-------- Supplied data

PR #1585, opened 2026-08-23
refactor(jq): unify Expr::Iterate's array/object loop bodies

newhoggy:
Partial follow-up to the remaining scope tracked on issue 1477 (not closing it — three items remain: Map's third copy of this shape, eval_fanout/accumulate_path_context_step consolidation, and the noted-but-deferred If/Select cond_result dedup).

`eval_pipe_with_path_context_internal`'s `Iterate` arm hand-rolled the identical per-element step twice — once for `OwnedValue::Array`, once for `OwnedValue::Object` — differing only in what key gets pushed onto `new_path` and how each container is walked. Factored the shared step (build `new_path`, call `continue_rest_with_borrowed_value`, accumulate via `accumulate_path_context_step`, check for stop) into a new `iterate_element_step` helper, called from both loops.

Deliberately kept the two containers' native iteration (`arr.iter().enumerate()` vs. the map's own `iter()`) rather than unifying them into one iterator — that would need a `Box<dyn Iterator>` or a hand-rolled either-wrapper, not worth the allocation/dynamic-dispatch cost to remove five duplicated lines, especially in a function with a documented history of perf regressions from careless consolidation in this exact area (this issue's own #1548-era review caught an unconditional clone from a superficially similar refactor).

## Verification

- Output identity against the pre-change binary for path-context reads, writes, and a 1M-element correctness check (`.items[] += 1 | .items | add`).
- Interleaved release-mode A/B timing (same filter, 1M elements, 6 reps): before ~0.90-0.91s, after ~0.92s — no measurable difference.

## Test plan
- [x] `cargo test --features cli,simd,regex,serde` (full suite, no regressions)
- [x] `cargo fmt --check`
- [x] Output identity + interleaved A/B timing on a 1M-element `.[]` write, described above

### DIFF
--- a/src/jq/eval.rs
+++ b/src/jq/eval.rs
@@ -22758,6 +22758,41 @@ fn continue_rest_with_borrowed_value<'a, W: Clone + AsRef<[u64]>, S: EvalSemanti
     eval_pipe_with_path_context_internal::<W, S>(rest, v, root, file_origin, current_path, optional)
 }
 
+/// One `Expr::Iterate` element's full step: append `key` to `current_path`,
+/// continue `rest` from `v` at that new path, and fold the result into
+/// `results` -- the one piece the array and object loop bodies in the
+/// `Iterate` arm share verbatim, differing only in what `key` is and how
+/// they walk their own container (#1477 follow-up to #1548's `Iterate`
+/// conversion, which left this duplication in place). Kept as a shared
+/// per-element step rather than a shared iterator over both container
+/// kinds -- unifying the *iteration* itself would need either a
+/// heap-allocated `Box<dyn Iterator>` or a hand-rolled either-style
+/// wrapper, neither of which is warranted just to remove five duplicated
+/// lines, and this exact function has a documented history of perf
+/// regressions from exactly this kind of well-intentioned consolidation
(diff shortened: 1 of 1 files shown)


newhoggy:
## Review findings addressed

`/code-review`'s fresh-eyes pass came back clean on correctness — traced `results` threading, the new `iterate_element_step`'s lifetime signature (matches the pre-existing `continue_rest_with_borrowed_value` pattern exactly), and confirmed `Field`/`Index`/`IndexNumber` correctly stay untouched (genuinely single-result, not loops). Ran a fresh live A/B against `origin/main` for Object-input break/error mid-iteration and confirmed byte-identical output/exit codes on both binaries — no bug.

One real gap found: the `Object` branch's `Some(stop)` early-return path (break/error mid-iteration) had no dedicated test — the two existing `label`/`break` path-context tests only exercised the `Array` branch. Since both branches now share `iterate_element_step`, this is exactly the code path this PR touches, so added object-input mirrors of both existing tests rather than leaving it as a follow-up. Confirmed via A/B (both before and after the refactor) that behavior was already correct either way — this closes a pre-existing coverage gap, not a bug the refactor introduced.

PR #1586, opened 2026-08-23
perf(jq): stop cloning every element before map(f)'s path-context evaluation

newhoggy:
Another partial follow-up to issue 1477's remaining scope (not closing it — two items remain: `eval_fanout`/`accumulate_path_context_step` consolidation, and the deferred `If`/`Select` `cond_result` dedup).

The path-context `Builtin::Map` arm (reached only when `f` itself needs `key`/`path`/`file_index`/`parent`, per `needs_path_context`'s gate — a plain `map(.foo)` never touches this code) eagerly homogenized the array/object being mapped into one `Vec<(OwnedValue, OwnedValue)>`, cloning every element up front even though the loop only ever needs a borrow — doubling peak memory for the container being mapped, for the entire duration of the call.

Restructured into separate array/object arms mirroring `Expr::Iterate`'s own two arms (from PR #1585, same issue), each borrowing `v: &OwnedValue` straight from the source container via a new `map_element_step` helper — `iterate_element_step`'s sibling, not the same helper, since `map(f)` always evaluates `f` and has no "rest is empty" fast path to skip the way `Iterate`'s continuation does.

## Measurement

First attempt at benchmarking this used `map(.n)`, which doesn't exercise this code path at all (`needs_path_context` gates it) — caught before trusting the (flat, no-difference) result, and redone with `map(.n + (key - key))`, which does. Interleaved before/after peak RSS, output identity gated first:

| Size | before (median) | after (median) | Δ |
|------|-----------------|-----------------|---|
| 200k elements, ~40MB input | 695.5 MB | 537.9 MB | **-22.7%** |
| 500k elements, ~1GB input | 8.43 GB | 7.13 GB | **-15.5%** |

Absolute savings scale with input size (~1.3GB saved on the 1GB case), consistent with removing exactly one full copy of the mapped container's data.

## Test plan
- [x] `cargo test --features cli,simd,regex,serde` (full suite, no regressions)
- [x] `cargo fmt --check`
- [x] Output identity against the pre-change binary at both benchmark sizes
- [x] Added object-branch error/break test coverage proactively (mirroring the exact gap `/code-review` caught on PR #1585's `Iterate` unification) — both existing tests for the mid-element error/break paths only used array input

### DIFF
--- a/src/jq/eval.rs
+++ b/src/jq/eval.rs
@@ -22808,24 +22808,35 @@ fn continue_rest_with_borrowed_value<'a, W: Clone + AsRef<[u64]>, S: EvalSemanti
     eval_pipe_with_path_context_internal::<W, S>(rest, v, root, file_origin, current_path, optional)
 }
 
-/// One `Expr::Iterate` element's full step: append `key` to `current_path`,
+/// One container element's full step: append `key` to `current_path`,
 /// continue `rest` from `v` at that new path, and fold the result into
-/// `results` -- the one piece the array and object loop bodies in the
-/// `Iterate` arm share verbatim, differing only in what `key` is and how
-/// they walk their own container (#1477 follow-up to #1548's `Iterate`
-/// conversion, which left this duplication in place). Kept as a shared
-/// per-element step rather than a shared iterator over both container
-/// kinds -- unifying the *iteration* itself would need either a
-/// heap-allocated `Box<dyn Iterator>` or a hand-rolled either-style
-/// wrapper, neither of which is warranted just to remove five duplicated
-/// lines, and this exact function has a documented history of perf
-/// regressions from exactly this kind of well-intentioned consolidation
-/// (#1548's own review caught an unconditional clone this shape can
-/// introduce if done carelessly).
+/// `results` -- the one piece the array and object loop bodies share
+/// verbatim in both `Expr::Iterate` and `Builtin::Map(f)`, differing only
+/// in what `key` is and how they walk their own container (#1477 follow-up
+/// to #1548's `Iterate` conversion, which left this duplication in place).
+/// `Builtin::Map(f)`'s two arms call this with `rest =
+/// core::slice::from_ref(f)` -- a slice that's always length 1, so
+/// `continue_rest_with_borrowed_value`'s own `rest.is_empty()` fast path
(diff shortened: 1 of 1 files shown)


newhoggy:
## Review findings addressed

`/code-review`'s 10-agent fan-out came back clean on correctness (7 angles traced the diff end-to-end, all confirmed no bugs, output identity, and a real live A/B against the pre-change binary). Two findings acted on:

1. **`map_element_step` was a provably redundant duplicate of `iterate_element_step`** (Simplification angle): `Builtin::Map`'s two call sites always pass `rest = core::slice::from_ref(f)` — a slice that's never empty — so `iterate_element_step`'s own `continue_rest_with_borrowed_value` call degenerates to the exact same `eval_pipe_with_path_context_internal` invocation `map_element_step` computed by hand. Verified this myself before accepting it (traced both call chains to the identical call). Deleted the second helper entirely; both `Map` arms now call `iterate_element_step` directly. This also resolves a related finding (a bare `#[allow(clippy::too_many_arguments)]` missing the STYLE-0004 citation three sibling allows in this same file already carry) — fixed on the one surviving helper.
2. **`results` had no capacity hint** (Efficiency angle): pre-sized via `Vec::with_capacity`, using the container's own length available right at the match site — avoids ~log2(n) reallocations while accumulating one output per input element.

Re-verified output identity and the same peak-RSS improvement (695.6MB → 537.8MB median, 200k elements) hold unchanged after the simplification.

**One substantive finding noted but deliberately not acted on in this PR** (Altitude angle): a suggestion that the array/object dispatch *shell* itself (not just the per-element step, already unified) could be collapsed further via a generic `impl FnMut` closure-based driver, potentially also serving 3-4 other independently-duplicated Array/Object sites elsewhere in this file (`builtin_map_values`, `update_path`'s two `Iterate` arms, `walk_path`'s `Iterate` arm). This is a legitimate architectural observation, but it's a materially larger, more invasive refactor than this PR's scope (a targeted clone fix) — and generic closure-based abstraction in exactly this perf-sensitive, regression-prone area (#1548's own history) needs its own careful implementation and benchmark verification, not an in-flight addition to an already-reviewed PR. Noting it on issue 1477's own tracking as a candidate for a future, separately-scoped pass.

Issue #1588, opened 2026-08-23
perf(jq): streaming duplicate-key detector doubles peak RSS on wide objects


newhoggy:
**Severity: Low** (no wrong output; a disclosed trade, on one path, on a shape that is rare)

## Summary

#1514 made the jq-mode duplicate-key detector 2-4x cheaper in time. On one path it paid for that
in memory: bare `keys_unsorted` over a **wide** object roughly **doubles peak RSS** against
`main`, because the streaming detector keeps an open-addressed table (16 bytes per key at its
half-load point) where the batch paths keep a sorted `Vec<u64>` (8 bytes per key).

Every other path improved or is unchanged. Filing so the trade is tracked rather than buried in a
design doc.

## Numbers

Peak RSS, Apple M4 Pro, MiB. `40c5ff93` is pre-#1385; `main` is `f9f2b5b4a`; tip is #1514's branch.

| workload | `40c5ff93` | `main` | tip |
|---|---|---|---|
| `wide/10mb` `.` | 20.8 | 63.0 | **57.1** |
| `wide/10mb` `keys_unsorted` | 20.8 | 29.7 | **52.9** |
| `wide/10mb` `keys_unsorted \| length` | 20.8 | 29.8 | 29.8 |
| `wide/100mb` `.` | 132.5 | 514.0 | **459.7** |
| `wide/100mb` `keys_unsorted` | 132.5 | 188.9 | **388.7** |
| `wide/100mb` `keys_unsorted \| length` | 132.5 | 189.0 | 189.0 |
| `users/10mb`, every filter | 16.4 | 16.5 | 16.5 |

`wide/100mb` is one object of 7.1M keys. `.` is *better* than `main` and `length` is identical;
only `keys_unsorted` doubles.

## Why

`DistinctKeyCursors` (`src/jq/document.rs`) answers "have I seen this key?" per key as it
streams, so it cannot sort — it has no list yet. It carries a `KeyHashes` table, which at load
factor 0.5 is 2 slots x 8 bytes per key, and doubles as it grows (so a transient old table is
live during a rehash).

The batch paths — `census`, `keys_repeat`, `effective_keys`, `spans_repeat` — all hash into a
`Vec<u64>` and sort, which is 8 bytes per key and also *faster* above L3. See #1514 for that
measurement.

## Directions

Roughly in order of how much they promise per unit of risk:

1. **Give the table a capacity hint.** The growth doubling means a transient old table on top of
[...]

Issue #1587, opened 2026-08-23
perf(bench): codegen-units=16 puts an unquantified ±10-27% into every CLI A/B


newhoggy:
**Severity: High** (no wrong output — every CLI A/B this project records carries an unquantified
±10-27% component, so past conclusions may be wrong and future ones are unreliable)

## Summary

`Cargo.toml` has no `[profile.release]`, so the crate builds at Rust's defaults —
**`codegen-units = 16`, no LTO**. Adding code to one module then changes how *unrelated* modules
are optimized, and the effect is large enough to swamp the changes we measure.

Concretely: `succinctly jq type` — a query that reports the root's type and touches no keys —
measured **+12% on an Apple M4 Pro and +27% on an AMD Ryzen 9 7950X** between two binaries whose
diff cannot reach that path. At `codegen-units=1` the same comparison is **+0.2%**.

Found while fixing #1514, where it first looked like an index-build regression.

## Evidence

All runs `scripts/ab-cli.py`, interleaved per repetition, 9 reps, both boxes verified idle.
`good` = `40c5ff93`, `main` = `f9f2b5b4a`, `s2`..`s7` = the #1514 series in order.

### 1. It does not bisect to the same commit on the two machines

`jq type` on `users/100mb.json`, `main` -> each stage, median delta:

| stage | M4 Pro | 7950X |
|---|---|---|
| s2 | −1.8% | +17.0% |
| s3 | −0.1% | +13.6% |
| s4 | −0.3% | +11.5% |
| s5 | +0.2% | +20.2% |
| s7 | **+12.2%** | **+27.2%** |

A real regression bisects to one commit on both machines. This does not: ARM sees nothing until
the last commit, x86 sees it from the first, with erratic magnitudes throughout.

### 2. It is per-byte work, not startup

`jq type`, `main` -> `s7`, M4 Pro:

| input | median delta | absolute |
|---|---|---|
| `users/1mb.json` | +3.2% | +0.1 ms |
| `users/10mb.json` | +9.4% | +1.3 ms |
| `users/100mb.json` | +12.7% | +13.3 ms |

~0.19 ms/MB — it scales with the input, so it is in reading plus `JsonIndex::build`. Which is
also why it hides on output-dominated workloads: `arrays/100mb` `keys_unsorted` spends most of
its time printing and reads −1.7%, while `users/100mb`, which is build-dominated, reads +10.8%.

### 3. `codegen-units=1` removes it

[...]

PR #1589, opened 2026-08-23
perf(jq): make the duplicate-key detector cheap on documents with no duplicates

### LINKED ISSUE #1514: perf(jq): #1385's duplicate-key detector costs 2-3x on object-heavy input with no duplicate keys

newhoggy:
Fixes #1514.

#1385's duplicate-key collapse is correct and stays; its **cost** was the problem. On a document
holding one wide object — none of whose objects carries a repeated key — the detector cost up to
**+141%** against the pre-#1385 baseline `40c5ff93`.

## Result

`codegen-units=1` on both sides (see #1587 for why that matters), median of 7, interleaved,
against `40c5ff93`. Control bands: M4 Pro −0.7%..+0.4%, 7950X −2.8%..+0.8%. Identity: **25
configurations, 0 differences on each box.**

| `wide`, 1 / 10 / 100 MB | M4 Pro `main` | M4 Pro this PR | 7950X `main` | 7950X this PR |
|---|---|---|---|---|
| `.` | +24 / +30 / +34% | **+16 / +19 / +24%** | +39 / +46 / +49% | **+24 / +28 / +30%** |
| `keys_unsorted` | +88 / +123 / +136% | **+50 / +57 / +96%** | +129 / +137 / +141% | **+78 / +97 / +142%** |
| `keys_unsorted \| select(true)` | +27 / +32 / +37% | **+4 / +4 / +5%** | +32 / +39 / +52% | **+2 / +4 / +3%** |
| `keys_unsorted \| map(.)` | +20 / +25 / +30% | **+4 / +6 / +12%** | +38 / +39 / +38% | **+16 / +23 / +36%** |
| `keys_unsorted \| length` | +77 / +105 / +119% | **+22 / +29 / +25%** | +98 / +106 / +107% | **+23 / +22 / +21%** |

Median across all 25 configurations: M4 Pro **+25.1% → +4.8%**, 7950X **+38.1% → +12.2%**.
Head to head against `main`: **M4 Pro −8.5% median, 7950X −12.0% median (24 of 25 rows faster)**.
`users` and `arrays` sit inside ±2%. yq is flat on both boxes (median −0.2%, every row within
±1.8%) — `collapse` is `false` there and the gates compile away.

## What changed

| commit | |
|---|---|
| `f46866f8e` | one hash-set primitive replaces three sorts — including the correction that it must be *sized*, since shipping it growing was slower than the sort it replaced |
| `2c3aa652a` | the probe runs only in the two arms that read the answer positionally; `select`/`map`/the fallback stop paying for an answer they discard |
| `ecde8a7b4` | bare `keys_unsorted` dedups as it writes — "first occurrence wins" needs no lookahead |
| `c3108c9e3` | hash the key's raw span instead of decoding it through `as_str`'s two scans and a UTF-8 validation |
| `b0ddbbe35` | `uncons_key`: walk keys without materializing every value — fixes a regression `ecde8a7b4` introduced |
| `5e6a0ddb2` | sort `u64` hashes rather than probe a table, except where the walk streams |
| `b19c73b36` | the record, in `docs/plan/jq-duplicate-key-collapse.md` |

## Three things measurement overturned

- **The table was the wrong structure, and only one machine said so.** An open-addressed set
  replaced every sort first. On an M4 Pro that was right; on a 7950X it cost 24% on the identity
  path, where 7.1M keys make the table 134 MB against 32 MB of L3 per CCD. Sorting hashes beats
  both on both boxes. `f46866f8e`'s own message records the earlier sizing correction for the
  same reason.
- **The fix introduced a bigger regression than the one it removed.** With dedup forcibly
  disabled, `ecde8a7b4`'s walk cost +89%/+100% on its own — it routed the writer through a
  generic walk that materialized each field's *value*, then re-derived the key from a cursor.
  Building the binary a second time with the feature disabled is what found it; timings alone
  could not.
- **The measurement had a hole in it.** `jq type`, which touches no keys, moved 12-27% between
  binaries and did not bisect to the same commit on the two machines. At `codegen-units=1` it is
  +0.2%. Filed as #1587; every figure above was re-measured accordingly.

## Correctness

- Identity-gated against the pre-change binary over a 16-input duplicate-key corpus (escaped
  spellings both ways, a `\u`-escaped spelling of an ASCII key, an undecodable key, non-ASCII
  keys, all-duplicates, duplicates at head/middle/tail of an object wider than the printer's
  pairwise limit, nested and inside arrays) × 30 filters × 4 flag sets: **1984 configurations, 0
  differences**, at every commit.
- Spot-checked against `/usr/bin/jq` 1.7.1: the only divergence is the invalid-escape input jq
  rejects as a parse error, which is #1385's documented semi-indexing case and unchanged here.
- Full `cargo test` 54/54, both clippy legs, `cargo fmt --check`, `cargo check
  --no-default-features`, `cargo doc` with `-D warnings`.
- Two new tests pin the mid-walk switch to the exact collapsed list, whose resume offset a
  tail-duplicate case cannot exercise; five pin the hash primitive.

## Known trade

Bare `keys_unsorted` over a wide object roughly doubles peak RSS against `main` (100 MB: 189 →
389 MiB) — the streaming detector keeps 16 bytes per key where a sorted `Vec` keeps 8. `.` is
*better* than `main` (514 → 460 MiB), `length` is identical, `users`-shaped documents are
unchanged. Filed as #1588.

## Not fixed

`keys_unsorted` on a single 7.1M-key object stays ~+96% (ARM) / +142% (x86). At that width the
streaming table is 134 MB and every insert is a DRAM round trip — ~87 ns/key against a 670 ms
baseline query. Exact detection has no cheaper structure here; the sort is worse. Recorded in the
design doc as the floor.

### DIFF
--- a/CLAUDE.md
+++ b/CLAUDE.md
@@ -617,7 +617,7 @@ For detailed documentation on optimization techniques used in this project, see 
 - **Verify the box is idle; macOS load average lies** (read 1.4 on a machine using 2.4% CPU — it counts uninterruptible-wait threads). Never benchmark a laptop on battery.
 - **A benchmark cannot measure a shape it does not generate** — "all neutral" is not evidence. Add the generator pattern first.
 - **A share of runtime is not a comparison.** Name a baseline commit that predates the change being judged — not a sibling from the same series (#1514: "cut the probe from 10.4% to 3.9%" shipped inside a 2-3x regression).
-- **Measure a precheck where the guarded code is already fastest.** It is charged to every input including the ones it cannot help, so the workload with least work to save is where its cost shows (#1514: the same detector read +8% on record-shaped input and +134% on one wide object).
+- **Measure a precheck where the guarded code is already fastest.** It is charged to every input including the ones it cannot help, so the workload with least work to save is where its cost shows (#1514: the same detector read +14% on record-shaped input and +141% on one wide object).
 
 **Recent YAML optimizations:**
 - ✅ P2.5 (Cached Type Checking): 1-17% improvement depending on nesting depth
--- a/CLAUDE.md
+++ b/CLAUDE.md
@@ -602,6 +602,8 @@ For detailed documentation on optimization techniques used in this project, see 
 - Duplicated predicates diverge silently — one definition, plus a test that the call sites agree (#106: three copies of one predicate, one of them quadratic)
 - Check where data physically lives before proposing to tag it (#106: the proposal assumed a `Vec<u32>`; no real file has one)
 - Re-derive a break-even before trusting it (#106: the issue's stated 12.5% dropped a bits-to-bytes conversion; the real gate was 3.125%)
+- A hash table is not automatically cheaper than a sort — above L3 a sort streams and a table does not, and which wins is architecture-dependent (#1514: the same table beat the sort on an M4 Pro and lost 24% to it on a 7950X at 7.1M keys)
+- To attribute a cost, build the binary again with the feature *disabled* and measure that — timings alone cannot separate what a check costs from what the code around it costs (#1514: it proved #1385's cost was 100% its probe, and caught a larger regression introduced by the fix)
 
 ### Benchmarking Discipline
 
@@ -614,6 +616,8 @@ For detailed documentation on optimization techniques used in this project, see 
 - **Memory-bound effects do not port across architectures** — measure ARM *and* x86_64, and name the chip in every table. #106 was 6.1x on M4 Pro, 16.4x on Zen 4.
 - **Verify the box is idle; macOS load average lies** (read 1.4 on a machine using 2.4% CPU — it counts uninterruptible-wait threads). Never benchmark a laptop on battery.
 - **A benchmark cannot measure a shape it does not generate** — "all neutral" is not evidence. Add the generator pattern first.
+- **A share of runtime is not a comparison.** Name a baseline commit that predates the change being judged — not a sibling from the same series (#1514: "cut the probe from 10.4% to 3.9%" shipped inside a 2-3x regression).
+- **Measure a precheck where the guarded code is already fastest.** It is charged to every input including the ones it cannot help, so the workload with least work to save is where its cost shows (#1514: the same detector read +8% on record-shaped input and +134% on one wide object).
 
 **Recent YAML optimizations:**
 - ✅ P2.5 (Cached Type Checking): 1-17% improvement depending on nesting depth
--- a/docs/guides/benchmarking.md
+++ b/docs/guides/benchmarking.md
@@ -877,6 +877,34 @@ Before trusting a neutral result, confirm the suite contains the shape the chang
 does not, add a pattern to `src/bin/succinctly/yaml_generators.rs` (or the JSON/DSV equivalent)
 and regenerate.
 
+### 8. A share of runtime is not a comparison, and one signal finds one regression
+
+`b6c0c3ca` was titled *"cut the duplicate-key probe from 10.4% to 3.9%"* and shipped inside the
+very series that #1514 later bisected as a 2-3x regression. Both figures are shares of the
+*post-change* runtime. They say the probe got cheaper relative to a binary that was already
+much slower than the baseline; they cannot say whether it got closer to it. Measured against
+the pre-change commit, that same commit recovered part of one regression and left the other
+slightly worse.
+
+A perf claim needs a **named baseline commit that predates the change being judged** — not a
+sibling from the same series, and not the current tip. "A benchmark claim is only as fresh as
+its baseline" is already on record for the broadword UTF-8 reversal, where a clean rebase
+silently improved the control side; this is the same failure with the staleness chosen rather
+than inherited.
+
+**Corollary for a detector** — anything that decides whether a fast path applies. Measure it on
+the workload where the guarded code was *already fastest*, not the one where it was slowest: a
+precheck is charged to every input including the ones it cannot help, so the input with the
+least work to save is where its cost shows most. #1514's duplicate-key detector cost ~3% of
+`sjq '.'` over a document of small objects and doubled `sjq keys_unsorted` over one holding a
+single wide object.
+
+**And pick more than one signal.** #1385 shipped two regressions on two paths. A `git bisect`
+on `keys_unsorted` found the evaluator commit and stepped straight over the print-path one,
+because `.` had barely moved at that commit; a second bisect on `.` was needed to find it. One
+signal proves one thing. Before believing a bisect result, ask which paths the suspected change
+touches and whether the signal is sensitive to each of them.
+
 ### Building both halves on a remote box
 
 A source-only tarball plus a reverse patch of the commit under test is enough, with no pushing:
--- a/docs/plan/jq-duplicate-key-collapse.md
+++ b/docs/plan/jq-duplicate-key-collapse.md
@@ -389,13 +389,165 @@ why patch coverage on `src/json/light.rs` read 15%. `raw_and_escaped`, from the 
 genuinely used and stays. Deleting them also left exactly one pairwise-scan threshold in the
 tree rather than three.
 
+## What the detector cost, and how it was made cheap (#1514)
+
+Open risk 1 above asked for the 4-6% to be confirmed on the pinned hosts. It was not 4-6%.
+Measured against `40c5ff93` on both boxes — interleaved, identity-gated, `codegen-units=1` (see
+"The measurement had a hole in it" below) — the detector cost up to **+141%** on a document
+holding one wide object, and *no object in that document carries a repeated key*.
+
+Two corrections to what this document says above, both of which it had the information to avoid:
+
+- **"The residue is the printer's alone."** It was not. The printer's share (`.`) was the smaller
+  half; `keys_unsorted` — the path that had no probe at all before this series and gained a whole
+  `census` walk — more than doubled, and `keys_unsorted | length` with it.
+- **The numbers came from `succinctly json generate`'s default shape.** A detector's cost shows
+  most on the workload where the guarded code is *already fastest*, which here is a single wide
+  object (82K keys at 1 MB, 7.1M at 100 MB). On the record-shaped `users` pattern the same
+  detector reads +14%, which is why it shipped.
+
+### Finding the cost: disable the detector, then measure
+
+Timings alone cannot separate "what the detector costs" from "what the code around it costs".
+Building each binary a second time with the detector *forcibly disabled* can, and the whole
+investigation turned on it:
+
+| `wide` `keys_unsorted`, Apple M4 Pro | 10 MB | 100 MB |
+|---|---|---|
+| `main`, probe disabled | **−1.1%** | **−0.7%** |
+| an intermediate fix, dedup disabled | +89.4% | +100.0% |
+| the same intermediate, dedup on | +112.3% | +154.2% |
+
+Row 1 proves #1514's premise: with the probe gone, `main` sits exactly on the pre-#1385
+baseline, so on that path the detector was the entire cost. Row 2 caught a regression introduced
+*by the fix* — see "The mistake the fix made".
+
+### Where the cost sat
+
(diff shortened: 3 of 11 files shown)


newhoggy:
Rebased onto `main` (21 commits). One conflict, and it was structural rather than textual, so
flagging it for review:

`ad122f88a` (*refactor(jq): extract fold_pipe_stages from eval_single's Pipe arm*) moved the pipe
loop into its own function — the same loop `perf(jq): run the collapse probe only where the
answer is read` rewrites. Resolved by taking `main`'s extraction and porting the dispatch change
into `fold_pipe_stages`, rather than resolving to either side. The `LazyKeys` arm there now reads
as it does in the commit message: probe only in the two arms that read the answer positionally,
`length` via `effective_len`, `.[]` and `map` dedup during their own walk, `first` and the
materializing fallback with no probe at all.

Re-verified on the rebased head (`e8aa34936`):

- identity gate against the pre-change binary: **1984 configurations, 0 differences**
- `cargo test` **54/54**, both clippy legs, `cargo fmt --check`, `cargo check
  --no-default-features`, `cargo doc` with `-D warnings` — all clean

The performance numbers in the description were measured before this rebase, on
`5e6a0ddb2`/`b0ddbbe35`. The rebase touched only the conflict above, but they have not been
re-measured against the new base; happy to re-run both boxes if you want the table to match the
merged head exactly.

----------------

_Task requirements_:
Although the records may continue, retype only the lines from the first one through the one containing "Partial follow-up to the", exactly as they appear.

_Response box_:
PR #1585, opened 2026-08-23
refactor(jq): unify Expr::Iterate's array/object loop bodies

newhoggy:
Partial follow-up to the remaining scope tracked on issue 1477 (not closing it — three items remain: Map's third copy of this shape, eval_fanout/accumulate_path_context_step consolidation, and the noted-but-deferred If/Select cond_result dedup).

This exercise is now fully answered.